I can't remember the exact timing, but I think it was around the same point that I had just 4, and the clinic were saying they *might* have to cancel it if things didn't improve. I spent several days resting lots, with a hot water bottle on my ovaries, eating loads of protein (protein shakes), and I think had some acupuncture as well. All those things were recommended by my acupuncturist as giving my body the best possible chance to grow follies. I ended up with 18 eggs and was on the edge of hyper-stimming. Don't give up hope, and good luck!


----------



## dancingqueen (Jan 12, 2006)

I usually have 3 scans with my treatment. At first scan not much happening, second scan im kind of getting there then by the last scan im good to go ahead. Mines are slow to start but once they start they go really fast, i suffer ohss on most cycles.
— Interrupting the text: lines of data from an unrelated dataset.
PR #244, opened 2018-09-06
FIX - Max Channel Balance per currency

dannypaz:
## Description
This PR addresses an issue with committing balances in LTC, where LTC will be capped at the BTC max channel balance (16777215) instead of the correct balance (1006632900).

The max channel balances are currently set in LND at https://github.com/lightningnetwork/lightning-rfc/blob/master/02-peer-protocol.md#rationale

BTC is 2^24
LTC is BTC * 60 ([btcToLtcConversionRate)](https://github.com/lightningnetwork/lnd/blob/f1256ba41b033e62de2980b89bc7e278f76a0880/chainregistry.go#L57)

## Related PRs

## Todos
- [x] Tests
- [x] Documentation
- [x] Link to Trello

### DIFF
--- a/broker-cli/commands/wallet.js
+++ b/broker-cli/commands/wallet.js
@@ -5,8 +5,9 @@
 
 const Table = require('cli-table')
 require('colors')
+
 const BrokerDaemonClient = require('../broker-daemon-client')
-const { ENUMS, validations, askQuestion, Big, handleError } = require('../utils')
+const { validations, askQuestion, Big, handleError } = require('../utils')
 const { currencies: currencyConfig } = require('../configuration')
 
 /**
@@ -125,8 +126,13 @@ async function newDepositAddress (args, opts, logger) {
 async function commit (args, opts, logger) {
   const { symbol, amount } = args
   const { rpcAddress = null, market } = opts
+  const currentCurrencyConfig = currencyConfig.find(({ symbol: configSymbol }) => configSymbol === symbol)
 
   try {
+    if (!currentCurrencyConfig) {
+      throw new Error(`Currency is not supported by the CLI: ${symbol}`)
+    }
+
     const client = new BrokerDaemonClient(rpcAddress)
 
     const { balances } = await client.walletService.getBalances({})
@@ -140,24 +146,25 @@ async function commit (args, opts, logger) {
     }
 
     // We try to take the lowest total here between 2 Big numbers due to a
-    // commit limit specified as MAX_CHANNEL_BALANCE
+    // commit limit specified as `maxChannelBalance` in the currency configuration
     let maxSupportedBalance = uncommittedBalance
 
-    // TODO: Change the MAX_CHANNEL_BALANCE to be set per currency
-    if (totalUncommittedBalance.gt(ENUMS.MAX_CHANNEL_BALANCE)) {
-      maxSupportedBalance = ENUMS.MAX_CHANNEL_BALANCE
+    const maxChannelBalance = currentCurrencyConfig.maxChannelBalance
+
+    if (totalUncommittedBalance.gt(maxChannelBalance)) {
+      maxSupportedBalance = maxChannelBalance
     }
 
     // We use this for normalization of the amount from satoshis to a decimal
     // value
-    const divideBy = currencyConfig.find(({ symbol: configSymbol }) => configSymbol === symbol).quantumsPerCommon
+    const divideBy = currentCurrencyConfig.quantumsPerCommon
 
     // Amount is specified in currency instead of satoshis
     if (amount) {
       maxSupportedBalance = (amount * divideBy)
     }
 
-    logger.info(`For your knowledge, the Maximum supported balance at this time is: ${Big(ENUMS.MAX_CHANNEL_BALANCE).div(divideBy)} ${symbol}`)
+    logger.info(`For your knowledge, the Maximum supported balance at this time is: ${Big(maxSupportedBalance).div(divideBy)} ${symbol}`)
     logger.info(`Your current uncommitted wallet balance is: ${Big(uncommittedBalance).div(divideBy)} ${symbol}`)
 
     const answer = await askQuestion(`Are you OK committing ${Big(maxSupportedBalance).div(divideBy)} ${symbol} to sparkswap? (Y/N)`)
--- a/broker-cli/commands/wallet.js
+++ b/broker-cli/commands/wallet.js
@@ -147,9 +147,9 @@ async function commit (args, opts, logger) {
 
     // We try to take the lowest total here between 2 Big numbers due to a
     // commit limit specified as `maxChannelBalance` in the currency configuration
-    let maxSupportedBalance = uncommittedBalance
+    let maxSupportedBalance = totalUncommittedBalance
 
-    const maxChannelBalance = currentCurrencyConfig.maxChannelBalance
+    const maxChannelBalance = Big(currentCurrencyConfig.maxChannelBalance)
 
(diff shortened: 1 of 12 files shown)


dannypaz:
[Per currency for max channel balance on `commit-balance`](https://trello.com/c/VU9xQVnt/560-per-currency-for-max-channel-balance-on-commit-balance)

broker-daemon/broker-rpc/wallet-service/commit.js
```diff
@@ -1,25 +1,14 @@
...
- * Maximum channel balance (no inclusive) is 2^32 or 16777216
- * More info: https://github.com/lightningnetwork/lnd/releases/tag/v0.3-alpha
- *
- * @todo make this engine agnostic (non-LND)
  * @constant
  * @type {Long}
  * @default
  */
-const MAX_CHANNEL_BALANCE = 16777215
+const MINIMUM_FUNDING_AMOUNT = 400000
```
martineehrlich: What determines the minimum funding amount? Is it the same source as the max channel balance? If so why isn't this value also added to the configuration?

dannypaz: @martineehrlich minimum funding amount is a value that we set for channels. This change was not made in the PR (it shows up as green because I removed `MAX_CHANNEL_BALANCE` constant

broker-cli/commands/wallet.js
```diff
@@ -125,8 +126,13 @@ async function newDepositAddress (args, opts, logger) {
 async function commit (args, opts, logger) {
   const { symbol, amount } = args
   const { rpcAddress = null, market } = opts
+  const currentCurrencyConfig = currencyConfig.find(({ symbol: configSymbol }) => configSymbol === symbol)
```
treygriffith: I think we've had this conversation before, but why not just have the config inside of the daemon instead of the CLI? What's the drawback?

broker-cli/commands/wallet.js
```diff
@@ -140,31 +146,32 @@ async function commit (args, opts, logger) {
...
 
     // We use this for normalization of the amount from satoshis to a decimal
     // value
-    const divideBy = currencyConfig.find(({ symbol: configSymbol }) => configSymbol === symbol).quantumsPerCommon
+    const divideBy = currentCurrencyConfig.quantumsPerCommon
 
     // Amount is specified in currency instead of satoshis
     if (amount) {
-      maxSupportedBalance = (amount * divideBy)
+      maxSupportedBalance = Big(amount).times(divideBy)
```
treygriffith: can you add a test for this?

broker-daemon/broker-rpc/wallet-service/commit.js
```diff
@@ -61,14 +63,16 @@ async function commit ({ params, relayer, logger, engines, orderbooks }, { Empty
...
+
   // TODO: Validate that the amount is above the minimum channel balance
   // TODO: Choose the correct engine depending on the market
   // TODO: Get correct fee amount from engine
   if (balance < MINIMUM_FUNDING_AMOUNT) {
     throw new PublicError(`Minimum balance of ${MINIMUM_FUNDING_AMOUNT} needed to commit to the relayer`)
-  } else if (balance > MAX_CHANNEL_BALANCE) {
-    logger.error(`Balance from the client exceeds maximum balance allowed (${MAX_CHANNEL_BALANCE}).`, { balance })
-    throw new PublicError(`Maxium balance of ${MAX_CHANNEL_BALANCE} exceeded for committing to the relayer. Please try again.`)
+  } else if (balance > maxChannelBalance) {
```
treygriffith: should use big here instead of `>`

broker-daemon/broker-rpc/wallet-service/commit.js
```diff
@@ -61,14 +63,16 @@ async function commit ({ params, relayer, logger, engines, orderbooks }, { Empty
 
   logger.info(`Attempting to create channel with ${address} on ${symbol} with ${balance}`)
 
+  const maxChannelBalance = Number(currentCurrencyConfig.maxChannelBalance)
```
treygriffith: convert to Big instead of a number

broker-daemon/broker-rpc/wallet-service/commit.js
```diff
@@ -61,14 +63,16 @@ async function commit ({ params, relayer, logger, engines, orderbooks }, { Empty
...
+
   // TODO: Validate that the amount is above the minimum channel balance
   // TODO: Choose the correct engine depending on the market
   // TODO: Get correct fee amount from engine
   if (balance < MINIMUM_FUNDING_AMOUNT) {
```
treygriffith: should probably change this to Big

broker-daemon/broker-rpc/wallet-service/commit.js
```diff
@@ -96,11 +100,29 @@ async function commit ({ params, relayer, logger, engines, orderbooks }, { Empty
...
-  await engine.createChannel(address, balance)
+  logger.debug('Creating outbound channel')
+
+  try {
+    await engine.createChannel(address, balance)
+  } catch (e) {
+    logger.error('Received error when creating outbound channel', { e })
+
+    if (e.details && e.details.includes(CHANNEL_FUNDING_ERROR)) {
+      throw new PublicError(`Failed to commit wallet: Your wallet balance cannot cover on-chain fees. Please commit a smaller balance`)
```
treygriffith: is this the only way this error gets triggered? Being user-friendly is nice, but if there is a case that triggers this error that isn't the one we give to the user it will be very confusing.

broker-daemon/broker-rpc/wallet-service/commit.js
```diff
@@ -96,11 +100,29 @@ async function commit ({ params, relayer, logger, engines, orderbooks }, { Empty
...
+    }
+
+    throw (e)
+  }
 
   const paymentChannelNetworkAddress = await inverseEngine.getPaymentChannelNetworkAddress()
 
-  await relayer.paymentChannelNetworkService.createChannel({address: paymentChannelNetworkAddress, balance: convertedBalance, symbol: inverseSymbol})
+  try {
+    logger.debug('Requesting inbound channel from relayer')
```
treygriffith: including more info in this log would be nice

broker-daemon/broker-rpc/wallet-service/commit.js
```diff
@@ -96,11 +100,29 @@ async function commit ({ params, relayer, logger, engines, orderbooks }, { Empty
     throw new PublicError(errorMessage)
   }
 
-  await engine.createChannel(address, balance)
+  logger.debug('Creating outbound channel')
```
treygriffith: including more info in this log would be nice

broker-cli/commands/wallet.js
dannypaz: @treygriffith I would rather have it inside of the daemon. I think we have 2 separate configs because we wanted to ship the CLI as a separate entity. Do you know if we have a future item to change this?

treygriffith: @dannypaz but I suppose that means either: having the daemon expose an endpoint with this config, or not having the user feedback (e.g. "are you ok committing the max (which is XYZ BTC)?"). I don't want the CLI to reach into the daemon code to get the config.

I couldn't find a ticket for this issue.

broker-daemon/broker-rpc/wallet-service/commit.js
dannypaz: I dont like this either, because that error (string matching) can potentially change, but for now _i think_ this is OK. We have work coming up that will deal with fees that will make this error obsolete (for the most part).

PR #247, opened 2018-09-14
FIX - Resolve Orderbooks in bad state

dannypaz:
## Description
This PR addresses inconsistencies for orderbooks on the broker. Specifically it addresses an issue where the broker _may_ miss an event because a single timestamp can potentially have multiple events. To alleviate this, we have added a `eventOrder` field to the market event to differentiate between these events.

Changes Include:
1. adding a `eventOrder` field to market
2. Changed key used to store events in leveldb
3. added `getLastRecord` method to orderbook

## Related PRs

## Todos
- [ ] Tests
- [x] Documentation
- [x] Link to Trello

### DIFF
--- a/broker-daemon/models/market-event.js
+++ b/broker-daemon/models/market-event.js
@@ -1,5 +1,5 @@
 class MarketEvent {
-  constructor ({ eventId, orderId, timestamp, eventType, version, ...payload }) {
+  constructor ({ eventId, orderId, timestamp, eventType, eventOrder, ...payload }) {
     if (!Object.keys(this.constructor.TYPES).includes(eventType)) {
       throw new Error(`MarketEvents do not support a "${eventType}" type.`)
     }
@@ -8,13 +8,13 @@ class MarketEvent {
     this.orderId = orderId
     this.timestamp = timestamp
     this.eventType = eventType
-    this.version = version
+    this.eventOrder = eventOrder
     this.payload = payload
     this.sep = this.constructor.sep
   }
 
   get key () {
-    return `${this.timestamp}${this.sep}${this.eventId}${this.sep}${this.version}`
+    return `${this.timestamp}${this.sep}${this.eventId}${this.sep}${this.eventOrder}`
   }
 
   get value () {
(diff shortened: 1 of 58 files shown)


dannypaz:
[Fix orderbooks in a bad state](https://trello.com/c/mHyzzFJu/621-fix-orderbooks-in-a-bad-state)

broker-daemon/models/market-event.js
```diff
@@ -8,12 +8,13 @@ class MarketEvent {
...
     this.timestamp = timestamp
     this.eventType = eventType
+    this.eventOrder = eventOrder
     this.payload = payload
     this.sep = this.constructor.sep
   }
 
   get key () {
-    return `${this.timestamp}${this.sep}${this.eventId}`
+    return `${this.timestamp}${this.sep}${this.eventId}${this.sep}${this.eventOrder}`
```
martineehrlich: Maybe we should put this.eventOrder after timestamp so it provides ordering value.

broker-daemon/models/market-event.js
```diff
@@ -8,12 +8,13 @@ class MarketEvent {
     this.orderId = orderId
     this.timestamp = timestamp
     this.eventType = eventType
+    this.eventOrder = eventOrder
```
martineehrlich: I don't think we should use eventOrder as the name for this. It is confusing just because we use order and eventOrder in other places. Maybe ordering, sequence etc.

dannypaz: @martineehrlich Going to rename this value to `sequence` instead

broker-daemon/orderbook/index.js
```diff
@@ -112,26 +113,42 @@ class Orderbook {
...
+   * @returns {Object} res
+   * @returns {String} [lastUpdated=0] - nanosecond timestamp
+   * @returns {String} [sequence=0] - event version for a given timestamp
+   */
+  async lastUpdate () {
+    this.logger.info(`Retrieving last update from store for ${this.marketName}`)
 
-    this.logger.info(`Found last update of ${timestamp}`)
+    const {
+      timestamp: lastUpdated = 0,
```
martineehrlich: Shouldn't these 0's be strings?

PR #251, opened 2018-09-21
FIX - CLI common units to Broker base units

dannypaz:
## Description
This PR removes quantum unit calculation from the CLI and puts conversion from common to base units as the responsiblity of the Broker.

#### More Info:
Users will want to interact with the API in the way that is easiest and most familiar. That means using common units (e.g. BTC) instead of quantums (e.g. Satoshis).

The Broker Daemon should be responsible for converting from common units to quantums for interaction with the Relayer, Lightning nodes, etc.

#### Changes:
1. removed hardcoding of column size on the cli for `wallet balance`
2. removed quantum configuration from cli
3. removed quantum calculation from cli
4. added method on broker daemon `getWalletBalance` to convert common units to base units

## Related PRs

## Todos
- [ ] Tests
- [x] Documentation
- [x]  Link to Trello


dannypaz:
[All amounts and prices should be in decimals in the Broker API](https://trello.com/c/NRdaEFVA/725-all-amounts-and-prices-should-be-in-decimals-in-the-broker-api)

PR #252, opened 2018-09-24
FIX - Interchain router error handling during translation of swap

dannypaz:
## Description
If the lnd calls in `translateSwap` fail (for any reason), the error is not handled correctly by the interchain router. The result is an active htlc that destroys Node A's outbound channel.

This PR wraps `translateSwap` in a try-catch and throws a permanent error if the call itself fails, outside of error handling from lnd-engine.

## Related PRs

## Todos
- [x] Tests
- [x] Documentation
- [x] Link to Trello


broker-daemon/interchain-router/get-preimage.js
```diff
@@ -108,16 +107,21 @@ async function getPreimage ({ params, send, onCancel, onError, ordersByHash, eng
...
   }
 
   logger.debug(`Sending payment to ${takerAddress} to translate swap ${swapHash}`)
-  const { paymentPreimage, permanentError } = await outboundEngine.translateSwap(takerAddress, swapHash, outboundAmount, timeLockDelta)
+
+  try {
+    var { paymentPreimage, permanentError } = await outboundEngine.translateSwap(takerAddress, swapHash, outboundAmount, timeLockDelta)
+  } catch (err) {
+    logger.error(err)
+    return send({ permanentError: err.message })
```
treygriffith: you can only handle this as a permanent error if you can be certain that the error is permanent. Is that true in this case?

dannypaz: We cant guarantee it. Im going to make a change in lnd-engine for the situation I found. The error we want to handle is when no routes are found... however it looks like the call throws an error instead of returning an empty array for `routes`

PR #257, opened 2018-10-03
post route should not have id as param

martineehrlich:
## Description
For the createOrder rest route, we should not be specifying an id because no id exists on creation. 

## Related PRs
https://github.com/sparkswap/ccxt/pull/6

## Todos
- [ ] Tests
- [ ] Documentation
- [ ] Link to Trello


martineehrlich:
[add createOrder to ccxt implementation](https://trello.com/c/E5mhmieY/757-add-createorder-to-ccxt-implementation)

dannypaz:
@martineehrlich LGTM

PR #258, opened 2018-10-04
FIX - adjust get trades endpoint

dannypaz:
## Description
This PR makes a few small changes to the getTrades endpoint to allow the endpoint to function consistently with other RPCs. We've added functionality that was specific to ccxt, that is now removed in this PR including:

1. removes `info` from the getTrades rpc
2. removes millisecond timestamps from a trades response and instead opts to use nanoseconds

CCXT will handle `info` and the millisecond timestamps on its own as we expect the daemon to work in nanoseconds

## Related PRs

## Todos
- [x] Tests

When is your next scan? hot water bottles and brazil nuts are good, i had 5 chocolate brazils per day during stims lol
Good luck xx


----------



## osborne (Oct 18, 2008)

thanks for your replies... mmm, chocolate Brazils - why didn't I think of that?!! I been munching on the plain one and drinking pineapple juice   

my next scan is tomorrow so fingers crossed all this worry will be for nothing and I'll have improved...


----------



## dancingqueen (Jan 12, 2006)

LOL Its probarly led to some of my weight gain, i tried to limit it to 5 but because they had chocolate it sometimes tempted me to have more. Good luck tomorrow, I have my 1st appointment for FET in the morning  im so so nervous, having blood tests and not sure what else


----------



## osborne (Oct 18, 2008)

haha, I had slimmed nicely down to a size 10 this time last year however, embarking on IVF surely meant I needed to be able to pinch an inch (or 4!) for all those pesky injections?!!    - needless to say I am no longer a size 10, trying not to get hung up on it and just concentrating on eating well and more often than not healthily. 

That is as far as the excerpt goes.